On Thu, Feb 14, 2019 at 10:20 AM Oleksandr Shulgin <
oleksandr.shulgin@zalando.de> wrote:

> On Wed, Feb 13, 2019 at 6:47 PM Jeff Jirsa <jj...@gmail.com> wrote:
>
>> Depending on how bad data resurrection is, you should run it for any host
>> that loses a range. In vnodes, that's usually all hosts.
>>
>> Cleanup with LCS is very cheap. Cleanup with STCS/TWCS is a bit more work.
>>
>
> Wait, doesn't cleanup just rewrite every SSTable one by one?  Why would
> compaction strategy matter?  Do you mean that after cleanup STCS may pick
> some resulting tables to re-compact them due to the min/max size
> difference, which would not be the case with LCS?
>
>
>> If you're just TTL'ing all data, it may not be worth the effort.
>>
>
> Indeed, but in our case the main reason to scale out is that the nodes are
> running out of disk space, so we really want to get rid of the extra copies.
>
> --
> Alex
>
>

Re: forgot to run nodetool cleanup

Posted by Oleksandr Shulgin <ol...@zalando.de>.
On Thu, Feb 14, 2019 at 4:39 PM Jeff Jirsa <jj...@gmail.com> wrote:
>
> Wait, doesn't cleanup just rewrite every SSTable one by one?  Why would
compaction strategy matter?  Do you mean that after cleanup STCS may pick
some resulting tables to re-compact them due to the min/max size
difference, which would not be the case with LCS?
>
>
> LCS has smaller, non-overlapping files. The upleveling process and
non-overlapping part makes it very likely (but not guaranteed) that within
a level, only 2 sstables will overlap a losing range.
>
> Since cleanup only rewrites files if they’re out of range, LCS probably
only has 5 (levels) * 2 (lower and upper) * number of ranges sstables that
are going to get rewritten, where TWCS / stcs is probably going to rewrite
all of them.

Thanks for the explanation!

Still with the default number of vnodes, there is probably not much of a
difference as even a single additional node will touch a lot of ranges?

--
Alex

Re: forgot to run nodetool cleanup

Posted by Jeff Jirsa <jj...@gmail.com>.


> On Feb 14, 2019, at 12:19 AM, Oleksandr Shulgin <ol...@zalando.de> wrote:
> 
>> On Wed, Feb 13, 2019 at 6:47 PM Jeff Jirsa <jj...@gmail.com> wrote:
>> Depending on how bad data resurrection is, you should run it for any host that loses a range. In vnodes, that's usually all hosts. 
>> 
>> Cleanup with LCS is very cheap. Cleanup with STCS/TWCS is a bit more work.
> 
> Wait, doesn't cleanup just rewrite every SSTable one by one?  Why would compaction strategy matter?  Do you mean that after cleanup STCS may pick some resulting tables to re-compact them due to the min/max size difference, which would not be the case with LCS?

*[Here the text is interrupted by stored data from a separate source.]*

Issue #3368, opened 2022-10-10
Postgres upsert regression in diesel 2.0.1


jgallagher:
I believe there's a regression in diesel 2.0.1 coming from 2.0.0 related to https://github.com/diesel-rs/diesel/issues/3330. That issue has a couple notes about the placement of WHERE clauses in relation to DO UPDATE upserts, but the linked postgres docs (https://www.postgresql.org/docs/current/sql-insert.html) show the conflict target can _also_ include a WHERE clause; that previously worked with diesel 2.0.0 but no longer compiles in 2.0.1.

I put an attempt at a minimal reproducer here: https://github.com/jgallagher/diesel-2-0-1-regression. The salient details are that we have a table with a unique index that itself involves another column:

```sql
CREATE TABLE items (
    id SERIAL PRIMARY KEY,
    name VARCHAR NOT NULL,
    time_deleted TIMESTAMPTZ
);

CREATE UNIQUE INDEX ON items (
    name
) WHERE
    time_deleted IS NULL;
```

that restrict item names to unique _if_ their `time_deleted` column IS NULL, but names with a non-NULL `time_deleted` are not required to be unique. We can then upsert with this query in diesel 2.0.0:

```rust
    let query = diesel::insert_into(dsl::items)
        .values(NewItem { name, time_deleted: None })
        .on_conflict(dsl::name)
        .filter_target(dsl::time_deleted.is_null())
        .do_nothing()
        .returning(Item::as_returning());
```

which produces a query with a correct WHERE clause as part of the conflict target:

```sql
INSERT INTO "items" ("name", "time_deleted") VALUES ($1, DEFAULT)
    ON CONFLICT ("name") WHERE ("items"."time_deleted" IS NULL)
    DO NOTHING RETURNING "items"."id", "items"."name", "items"."time_deleted"
```

However, this same query now fails to compile in diesel 2.0.1:

```
error[E0277]: the trait bound `query_builder::upsert::on_conflict_clause::OnConflictValues<query_builder::insert_statement::ValuesClause<(DefaultableColumnInsertValue<ColumnInsertValue<columns::name, diesel::expression::bound::Bound<Text, &str>>>, Defaultab
[...]

Issue #2430, opened 2020-06-10
Feature request: support where clause for upsert


s97712:
Postgresql upsert support where clause, such as below query: 
```sql
INSERT INTO table VALUES(...)  ON CONFLICT (id) DO UPDATE SET ... WHERE ...
```
Consider adding this feature for diesel?

weiznich:
We would be happy to accept a PR for this, but at least I do not have any plan to invest much time in this feature anytime soon.

ropottnik:
I'd like to give it a try. Can you assign me?

ropottnik:
thanks @JohnTitor

PR #3440, opened 2022-12-04
Add Conditionally InsertStatement

neogenie:
Allow to apply filters on `ON CONFLICT ... DO UPDATE ... WHERE ...`


weiznich:

Could you please clarify/address the following points:

* What exactly is supposed to work after this PR, what did not work before. Can you reference an existing issue/discussion?
* Failing CI tests (They obviously are expected to pass)
* Does this contain a breaking change? It looks like, as the return type of the `set` method is changed

neogenie:
Hi @weiznich!

Thank for fast feedback!

At least Postgres has the ability to specify a WHERE condition for a construct:

```sql
-- Don't update existing distributors based in a certain ZIP code
INSERT INTO distributors AS d (did, dname) VALUES (8, 'Anvil Distribution')
    ON CONFLICT (did) DO UPDATE
    SET dname = EXCLUDED.dname || ' (formerly ' || d.dname || ')'
    WHERE d.zipcode <> '21201';
```
There are several discussions of this topic in: #3330 and one failed Implementation attempt: #2430.

I've already fixed the tests, also added a test for the new functionality.

There are no breaking changes, a new return type `ConditionallyInsertStatement` has been added:

```rust
#[derive(Debug, Clone)]
pub struct ConditionallyInsertStatement<Stmt, WhereClause = NoWhereClause> {
    insert: Stmt,
    where_clause: WhereClause,
}
```
as a return type of `set()` method for `do_update().set()` instead of `InsertStatement`:

```rust
pub fn set<Changes>(
        self,
        changes: Changes,
    ) -> ConditionallyInsertStatement<
        InsertStatement<T, OnConflictValues<U, Target, DoUpdate<Changes::Changeset>>, Op, Ret>,
    >
    where
        T: QuerySource,
        Changes: AsChangeset<Target = T>,
    {
        let target = self.target;
        let insert = self.stmt.replace_values(|values| {
            OnConflictValues::new(values, target, DoUpdate::new(changes.as_changeset()))
        });
        ConditionallyInsertStatement::new(insert)
    }
```

Its behavior is identical to the `InsertStatement` but adds a filterable behavior: 

```rust
impl<Stmt, WhereClause, Predicate> FilterDsl<Predicate>
    for ConditionallyInsertStatement<Stmt, WhereClause>
where
    Stmt: AsQuery,
    WhereClause: WhereAnd<Predicate>,
{
    type Output = ConditionallyInsertStatement<Stmt, WhereClause::Output>;

    fn filter(self, predicate: Predicate) -> Self::Output {
        ConditionallyInsertStatement {
            insert: self.insert,
            where_clause: self.where_clause.and(predicate),
        }
    }
}
```

This allows the construction to be used:

```rust
insert_into(distributors)
        .values(&new_distributors)
        .on_conflict(did)
        .do_update()
        .set(dname.eq(excluded(dname)))
        .filter(zipcode.ne("21201".to_string()))
        .execute(connection)
        .unwrap();
```

weiznich:
Thanks for answering my questions

> There are several discussions of this topic in: https://github.com/diesel-rs/diesel/issues/3330 and one failed Implementation attempt: https://github.com/diesel-rs/diesel/issues/2430.

To be clear here: #2430 implements a **different** feature. It only looks related but adds the where clause in a different position with a different semantics. See https://github.com/diesel-rs/diesel/issues/3368 for details.

> as a return type of set() method for do_update().set() instead of InsertStatement:

I'm sorry, but that's a breaking change. We do not want to issue another major diesel version anytime soon. Cases like this one are the reason why I prefer to talk about potential implementations first, before people open PR's. This prevents frustration on both sides.

neogenie:
@weiznich

neogenie:
@weiznich 

Okay, I agree that this is may be a breaking change but it doesn't seem like it should affect most of the users, because the interface of `ConditionallyInsertStatement` is backward compatible with `InsertStatement`.

Whatever it was, I do not mind discussing alternative ways of implementation. The current solution seems the least invasive to me, but I'm willing to change the code if there are alternative implementations.

weiznich:
> Okay, I agree that this is may be a breaking change but it doesn't seem like it should affect most of the users, because the interface of ConditionallyInsertStatement is backward compatible with InsertStatement.

It does not matter if that would affect users or not. It's a breaking change and therefore not allowed.

As for the "backward compatibility": The following code would break:

```rust
fn foo<T, U>(stmt: InsertStatement<T, U>) {}

let stmt = insert_into(distributors)
        .values(&new_distributors)
        .on_conflict(did)
        .do_update()
        .set(dname.eq(excluded(dname)));

foo(stmt);
```

I'm sorry about that as you already invested some time to implement this solution, but we cannot consider this implementation due to the reasons outlined before.

As for alternative backward compatible ways to implement this: I currently cannot say how that should be done, and I do currently not have the capacity to do the required design work for such a feature.

neogenie:
@weiznich 
I replaced the implementation, now it does not contain breaking changes.

Please take a look.

neogenie:
@weiznich up

weiznich:
@neogenie I do currently not have the capacity to review that in a timely manner. Pinging me again and again does reduce my capacity to do diesel stuff even more and likely moves this specific PR down on my priority list. Please consider what you expect from an open source project run by volunteers.

diesel/src/query_builder/upsert/conditionally_insert_statement.rs
```diff
@@ -0,0 +1,108 @@
...
+use crate::{Expression, QueryResult, QuerySource, RunQueryDsl};
+
+#[derive(Debug, Clone)]
+pub struct ConditionallyInsertStatement<Stmt, WhereClause = NoWhereClause> {
+    insert: Stmt,
+    where_clause: WhereClause,
+}
+
+impl<Stmt, WhereClause> ConditionallyInsertStatement<Stmt, WhereClause> {
+    pub fn new(
```
weiznich, line 20: I would prefer keeping that as `pub(crate)` (or even more restricted) function

diesel/src/query_builder/upsert/conditionally_insert_statement.rs
```diff
@@ -0,0 +1,108 @@
...
+        where_clause: WhereClause,
+    ) -> ConditionallyInsertStatement<Stmt, WhereClause> {
+        ConditionallyInsertStatement {
+            insert,
+            where_clause,
+        }
+    }
+}
+
+impl<Stmt, WhereClause> QueryId for ConditionallyInsertStatement<Stmt, WhereClause>
```
weiznich, line 31: We should likely just add a `#[derive(QueryId)]` to the struct itself, as the `QueryId` implementation should depend on both struct fields.

diesel/src/query_builder/upsert/conditionally_insert_statement.rs
```diff
@@ -0,0 +1,108 @@
...
+where
+    Stmt: QueryId,
+{
+    type QueryId = Stmt::QueryId;
+    const HAS_STATIC_QUERY_ID: bool = Stmt::HAS_STATIC_QUERY_ID;
+}
+
+impl<Stmt, WhereClause, DB> QueryFragment<DB> for ConditionallyInsertStatement<Stmt, WhereClause>
```
weiznich, line 39: As far as I understand that's a postgres only feature, right? In that case we should provide only an `QueryFragment` implementation for `Pg` instead of a generic one for all database backend.

diesel/src/query_builder/upsert/conditionally_insert_statement.rs
```diff
@@ -0,0 +1,108 @@
...
+{
+    fn walk_ast<'b>(&'b self, mut out: AstPass<'_, 'b, DB>) -> QueryResult<()> {
+        self.insert.walk_ast(out.reborrow())?;
+        out.push_sql(" ");
+        self.where_clause.walk_ast(out.reborrow())?;
+        Ok(())
+    }
+}
+
+impl<Stmt, WhereClause> AsQuery for ConditionallyInsertStatement<Stmt, WhereClause>
```
weiznich, line 53: This currently drops the `filter` part of the query. I would assume that we want to preserve this part, which means that we would need to modify this impl such that it changes the `insert` field to the corresponding `as_query` variant + implement all required traits (`Query`, support for calling `returning`, …).

The other alternative would be to change the general implementation strategy to not introduce a new outer wrapper type, but rather introduce an new internal type in the existing `InsertStatement` struct. So basically add another field to `OnConflictClause` here: https://github.com/diesel-rs/diesel/blob/eff47cc11983bb93adf00afc3b11fd024bdbc541/diesel/src/query_builder/upsert/on_conflict_clause.rs#L11
or any of the inner types. That's possible without breaking change because `OnConflictClause` cannot be named outside of diesel.

diesel/src/query_builder/upsert/conditionally_insert_statement.rs
```diff
@@ -0,0 +1,108 @@
...
+{
+    type SqlType = Stmt::SqlType;
+    type Query = Stmt::Query;
+
+    fn as_query(self) -> Self::Query {
+        Stmt::as_query(self.insert)
+    }
+}
+
+impl<Stmt, WhereClause, Predicate> FilterDsl<Predicate>
```
weiznich, line 65: We likely want to implement `OrFilterDsl` as well?

weiznich (changes requested):
Thanks for the update :+1:

This is now not a breaking change but I believe it's missing quite a bit of functionality that should be there. While going over the change I've noticed that it is probably easier to not introduce a new wrapper type like `ConditionallyInsertStatement` for this but rather store this information inside of for example `OnConflictClause` (or any child type).

Other than that I would like to see an changelog entry for such a feature + some sort of mentioning is some documentation. (By adding documentation to some of the entry points or by adding an example to `.on_confict` or similar methods)

neogenie:
> Thanks for the update 👍
> 
> While going over the change I've noticed that it is probably easier to not introduce a new wrapper type like `ConditionallyInsertStatement` for this but rather store this information inside of for example `OnConflictClause` (or any child type).

@weiznich 

Your idea seemed to me not bad and certainly cleaner and simpler than the introduction of a new wrapper type.
And changed the PR. Please take a look.

If everything is ok according to the concept, then I will add the documentation and the necessary restrictions on types

diesel/src/query_builder/upsert/on_conflict_clause.rs
```diff
@@ -3,41 +3,62 @@ use super::on_conflict_target::*;
...
 use crate::backend::Backend;
 use crate::insertable::*;
+use crate::query_builder::where_clause::NoWhereClause;
 use crate::query_builder::*;
 use crate::result::QueryResult;
 
 #[doc(hidden)]
 #[derive(Debug, Clone, Copy)]
-pub struct OnConflictValues<Values, Target, Action> {
+pub struct OnConflictValues<Values, Target, Action, WhereClause> {
```
weiznich, line 12:
```suggestion
pub struct OnConflictValues<Values, Target, Action, WhereClause = NoWhereClause> {
```

That makes it backward compatible with the old definition

diesel/src/query_builder/upsert/on_conflict_clause.rs
```diff
@@ -3,41 +3,62 @@ use super::on_conflict_target::*;
...
     type QueryId = ();
 
     const HAS_STATIC_QUERY_ID: bool = false;
 }
 
-impl<Values> OnConflictValues<Values, NoConflictTarget, DoNothing> {
+impl<Values> OnConflictValues<Values, NoConflictTarget, DoNothing, NoWhereClause> {
     pub(crate) fn do_nothing(values: Values) -> Self {
-        Self::new(values, NoConflictTarget, DoNothing)
+        Self::new(values, NoConflictTarget, DoNothing, NoWhereClause {})
```
weiznich, line 30:
```suggestion
        Self::new(values, NoConflictTarget, DoNothing, NoWhereClause)
```

as that's the idiomatic way to instance zero sized structs

diesel/src/query_builder/upsert/on_conflict_clause.rs
```diff
@@ -48,19 +69,22 @@ where
     }
 }
 
-impl<DB, Values, Target, Action> QueryFragment<DB> for OnConflictValues<Values, Target, Action>
+impl<DB, Values, Target, Action, WhereClause> QueryFragment<DB>
```
weiznich, line 72: This needs to be split into two seperate impls. One for for `NoWhereClause` that's there for all supported backends and one for `WhereClause{}` that's only there for postgres

In addition I would like to see an additional compile fail test that demonstrates that this does not compile with non-postgres backends.

diesel/src/upsert/on_conflict_extension.rs
```diff
@@ -76,8 +79,12 @@ where
     /// ```
     pub fn on_conflict_do_nothing(
         self,
-    ) -> InsertStatement<T, OnConflictValues<U::ValueClause, NoConflictTarget, DoNothing>, Op, Ret>
-    {
+    ) -> InsertStatement<
+        T,
+        OnConflictValues<U::ValueClause, NoConflictTarget, DoNothing, NoWhereClause>,
```
weiznich, line 84: With the added default value for the new generic argument this change is not necessary anymore.

diesel/src/upsert/on_conflict_extension.rs
```diff
@@ -236,15 +243,18 @@ impl<T: QuerySource, U, Op, Ret, Target>
     ///
     /// [`on_conflict_do_nothing`]: crate::query_builder::InsertStatement::on_conflict_do_nothing()
     /// [`on_conflict`]: crate::query_builder::InsertStatement::on_conflict()
-    pub fn do_nothing(self) -> InsertStatement<T, OnConflictValues<U, Target, DoNothing>, Op, Ret> {
+    pub fn do_nothing(
+        self,
+    ) -> InsertStatement<T, OnConflictValues<U, Target, DoNothing, NoWhereClause>, Op, Ret> {
```
weiznich, line 248: Neither this change should be necessary given the default parameter

diesel/src/upsert/on_conflict_extension.rs
```diff
@@ -236,15 +243,18 @@ impl<T: QuerySource, U, Op, Ret, Target>
...
         let target = self.target;
-        self.stmt
-            .replace_values(|values| OnConflictValues::new(values, target, DoNothing))
+        self.stmt.replace_values(|values| {
+            OnConflictValues::new(values, target, DoNothing, NoWhereClause {})
```
weiznich, line 251:
```suggestion
            OnConflictValues::new(values, target, DoNothing, NoWhereClause)
```

diesel/src/upsert/on_conflict_extension.rs
```diff
@@ -383,14 +430,56 @@ impl<T: QuerySource, U, Op, Ret, Target>
     pub fn set<Changes>(
         self,
         changes: Changes,
-    ) -> InsertStatement<T, OnConflictValues<U, Target, DoUpdate<Changes::Changeset>>, Op, Ret>
+    ) -> InsertStatement<
+        T,
+        OnConflictValues<U, Target, DoUpdate<Changes::Changeset>, NoWhereClause>,
```
weiznich, line 435: Shouldn't be necessary with the default parameter

diesel/src/upsert/on_conflict_extension.rs
```diff
@@ -383,14 +430,56 @@ impl<T: QuerySource, U, Op, Ret, Target>
...
         Changes: AsChangeset<Target = T>,
     {
         let target = self.target;
         self.stmt.replace_values(|values| {
-            OnConflictValues::new(values, target, DoUpdate::new(changes.as_changeset()))
+            OnConflictValues::new(
+                values,
+                target,
+                DoUpdate::new(changes.as_changeset()),
+                NoWhereClause {},
```
weiznich, line 449:
```suggestion
                NoWhereClause,
```

weiznich (commented):
Thanks for the update. This approach looks much better :+1:

I've left a number of stylistic comments + I would like to see an compile fail test demonstrating that such queries do not compile for non-postgres backends. In addition it would be great to have a changelog entry for this feature

weiznich (approved):
:+1: Looks good now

LCS has smaller, non-overlapping files. The upleveling process and non-overlapping part makes it very likely (but not guaranteed) that within a level, only 2 sstables will overlap a losing range. 

Since cleanup only rewrites files if they’re out of range, LCS probably only has 5 (levels) * 2 (lower and upper) * number of ranges sstables that are going to get rewritten, where TWCS / stcs is probably going to rewrite all of them.

Re: forgot to run nodetool cleanup

Posted by Oleksandr Shulgin <ol...@zalando.de>.
On Wed, Feb 13, 2019 at 6:47 PM Jeff Jirsa <jj...@gmail.com> wrote:

> Depending on how bad data resurrection is, you should run it for any host
> that loses a range. In vnodes, that's usually all hosts.
>
> Cleanup with LCS is very cheap. Cleanup with STCS/TWCS is a bit more work.
>

Wait, doesn't cleanup just rewrite every SSTable one by one?  Why would
compaction strategy matter?  Do you mean that after cleanup STCS may pick
some resulting tables to re-compact them due to the min/max size
difference, which would not be the case with LCS?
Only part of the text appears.